Work out how many lines in the entries contain the string "Starting", and give nothing but that number.
*** Provided information Section Begins ***
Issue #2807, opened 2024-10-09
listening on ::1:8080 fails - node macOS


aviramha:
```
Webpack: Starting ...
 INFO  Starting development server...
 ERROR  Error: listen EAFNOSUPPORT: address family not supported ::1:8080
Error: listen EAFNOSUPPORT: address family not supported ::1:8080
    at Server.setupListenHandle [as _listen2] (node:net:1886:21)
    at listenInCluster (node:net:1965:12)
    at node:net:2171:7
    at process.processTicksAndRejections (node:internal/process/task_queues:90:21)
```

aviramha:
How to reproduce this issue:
*** Provided information Section Ends ***
*** Provided information Section Begins ***
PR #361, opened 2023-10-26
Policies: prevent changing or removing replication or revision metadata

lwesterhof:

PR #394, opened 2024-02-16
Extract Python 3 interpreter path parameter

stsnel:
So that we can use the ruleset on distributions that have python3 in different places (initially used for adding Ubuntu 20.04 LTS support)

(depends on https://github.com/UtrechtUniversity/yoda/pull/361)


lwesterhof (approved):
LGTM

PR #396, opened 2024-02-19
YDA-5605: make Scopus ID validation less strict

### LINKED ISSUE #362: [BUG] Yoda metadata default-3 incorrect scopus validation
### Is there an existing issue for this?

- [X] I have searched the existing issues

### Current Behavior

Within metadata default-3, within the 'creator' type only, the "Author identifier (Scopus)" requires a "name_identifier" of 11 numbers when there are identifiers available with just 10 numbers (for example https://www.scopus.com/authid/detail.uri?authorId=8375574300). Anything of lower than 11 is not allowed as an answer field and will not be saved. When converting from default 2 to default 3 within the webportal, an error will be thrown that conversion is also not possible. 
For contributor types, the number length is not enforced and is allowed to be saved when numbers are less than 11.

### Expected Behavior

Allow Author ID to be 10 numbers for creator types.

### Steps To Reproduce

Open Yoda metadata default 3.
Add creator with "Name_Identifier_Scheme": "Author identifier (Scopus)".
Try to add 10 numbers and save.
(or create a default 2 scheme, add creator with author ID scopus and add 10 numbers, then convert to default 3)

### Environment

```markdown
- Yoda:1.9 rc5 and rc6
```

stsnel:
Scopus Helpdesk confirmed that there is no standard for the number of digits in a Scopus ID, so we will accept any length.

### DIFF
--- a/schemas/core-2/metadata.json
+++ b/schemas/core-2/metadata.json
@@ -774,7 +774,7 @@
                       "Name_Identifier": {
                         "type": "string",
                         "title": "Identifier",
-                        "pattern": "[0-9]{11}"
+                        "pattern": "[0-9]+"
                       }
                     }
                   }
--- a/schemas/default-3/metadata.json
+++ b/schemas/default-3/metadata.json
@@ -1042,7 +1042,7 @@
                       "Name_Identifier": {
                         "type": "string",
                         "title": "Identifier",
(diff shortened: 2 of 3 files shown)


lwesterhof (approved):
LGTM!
*** Provided information Section Ends ***
• Finished exercise: 2